Overall, the rules impact a region of 56,000 square kilometers — roughly the size of West Virginia — that accounts for about a third of Italy’s gross domestic product. They include:

  • Restrictions on leaving, entering or moving within entering the designated areas when not for “demonstrable” business needs, emergencies or health reasons
  • A “strong recommendation” to anyone with a temperature above 37.5 degrees Celsius (99.5 degrees Fahrenheit) to stay home even if they have no virus symptoms
  • Leaving home is “absolutely forbidden” for those who have tested positive
  • Sports events are suspended unless they can be held behind closed doors. That means for now, the top-flight Serie A soccer league will continue
  • Skiing, public events, religious ceremonies and work meetings will be suspended, while schools, museums, swimming pools, gyms and theaters are closed. Shopping malls should be shut during weekends
  • Bars and restaurants can open from 6 a.m. to 6 p.m. and must assure that patrons stay at least one meter (3.3 feet) apart
  • Employers should facilitate work-from-home arrangements.

The decree also issues new regulations for the rest of the country, including a recommendation to avoid travel outside home towns unless absolutely necessary, enforcing “social distancing” of one meter in all public venues and restricting public events from demonstrations to theater shows. Elderly people are advised to stay home, and schools and universities will remain closed nationwide until March 15.

Failing to respect the measures is a criminal offense and might lead to a fine or imprisonment. Some regions voiced resistance. The Veneto region opposes the inclusion of the Padua, Treviso and Venice provinces in the decree, according to a statement published by Ansa. Maurizio Rasero, the mayor of Asti, which is in the affected zone, called the ban “madness, a disaster we didn’t expect.”

The southeastern region of Puglia ordered all those coming into the area from the affected regions be subject to a 14-day quarantine. Regional president Michele Emiliano went a step further, telling his northern compatriots to turn around and go back immediately, according to comments published by Ansa.
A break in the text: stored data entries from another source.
PR #13107, opened 2026-03-30
discard commit

estib-vega:
Ability to completely ‘delete’ a commit and its associated changes.

- Add tests
- Add Oplog entry
- Expose API in the SDK

### DIFF
--- a/crates/but-api/src/commit/json.rs
+++ b/crates/but-api/src/commit/json.rs
@@ -1,7 +1,7 @@
 use bstr::ByteSlice;
 use serde::{Deserialize, Serialize};
 
-use crate::json::HexHash;
+use crate::{commit::types::CommitDiscardResult, json::HexHash};
 
 use super::types::{
     CommitCreateResult, CommitInsertBlankResult, CommitMoveResult, CommitRewordResult,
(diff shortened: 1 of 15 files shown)


crates/but-rebase/src/graph_rebase/mutate.rs
```diff
@@ -180,6 +180,12 @@ impl ToCommitSelector for gix::ObjectId {
     }
 }
 
+impl ToCommitSelector for gix::Id<'_> {
```
Byron, line 183: Having this helps to avoid `.detach()` calls. In generally, `gix::Id<'_>` should be acting like `gix::ObjectId` and everything else is at least a UX bug.

crates/but-api/src/commit/json.rs
```diff
@@ -209,6 +209,42 @@ impl From<CommitMoveResult> for UICommitMoveResult {
         }
     }
 }
+/// UI type for discarding a commit.
+#[derive(Debug, Serialize)]
+#[cfg_attr(feature = "export-schema", derive(schemars::JsonSchema))]
+#[serde(rename_all = "camelCase")]
+pub struct UICommitDiscardResult {
```
Byron, line 216: Something I have on my nit-list is the `UI` prefix, it serves no purpose as for all I can tell, this type is a JSON version of an API type. The `but-api` doesn't differentiate between UI and non-UI anymore.

Changing it means changes to one or two GUIs as well, but maybe new types could start not having it and the existing ones are renamed in a separate effort.

Byron (approved):
Thanks, I think it's good to go.

I added some workspace information to the tests and made them less noisy, but one unresolved issue remains: How to create tests that validate the implementation in `but-workspace` more than `but-rebase`?

Trusting `but-rebase` would mean there only have to be two tests for `discard_commit`, one for conflict rejection, the other one for the actual discarding.
If you think `but-rebase` is under-tested in a certain realm then I'd rather add discard-inspired tests there.

crates/but-api/src/commit/json.rs
estib-vega: I agree with the sentiment. I just kept it in there for alignment reasons.

Even thinking in the fact that these types will be exposed as part of the SDK, the fact that they're prefixed UI seems weird.

crates/but-rebase/src/graph_rebase/mutate.rs
estib-vega: Nice, thanks

PR #13138, opened 2026-04-01
Share forge credentials across dev, nightly, and release builds

mtsgrd:
GitHub and GitLab tokens were stored in per-channel keychain namespaces
and the account list (forge_settings.json) lived in per-channel data
directories. This made it impossible to be signed into GitHub on more
than one of dev/nightly/release at the same time — each build required
its own separate authentication.

Move keychain entries to the global namespace and the forge settings
file to the shared config directory so all builds share a single set
of forge credentials.


mtsgrd:
Estib will implement differently.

With Italy’s economy already about to contract before the outbreak, the crisis has all but paralyzed business activity in Lombardy, which accounts for a fifth of the country’s gross domestic product, and the rest of the north.

The impact is clear even in other regions that aren’t subject to the stricter controls. The Pompeii archaeological site near Naples and the Vatican museums are closed until April 3, and an exhibit of Renaissance master Raphael in Rome was halted.

The government decided on Thursday to double emergency spending to 7.5 billion euros ($8.5 billion) to help cushion the economic impact of the virus.

It’s also calling up 20,000 doctors, nurses and medical personnel to help deal with the outbreak. Fallout from the virus’s spread is slamming Italy’s key tourism industry, which is worth almost 15% of GDP, at a time when the country is already teetering on the brink of recession.

The European Commission’s top economic officials approved Italy’s spending plans, saying in a letter to the government in Rome that the stimulus won’t be factored in when assessing the country’s compliance with the European Union’s fiscal rules.